PR #768, opened 2021-01-25
Swagger: Split public and private API

### LINKED ISSUE #759: Split openApi docs
the openapi docs

Split public API and private API in the autogenerated openapi docs. Maybe we don't want to show docs for the private API on every instance like we do for the public API.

:::

** Task brief **
A single figure is the whole answer: the number of lines in the material above that contain "Split".

** Your solution **
3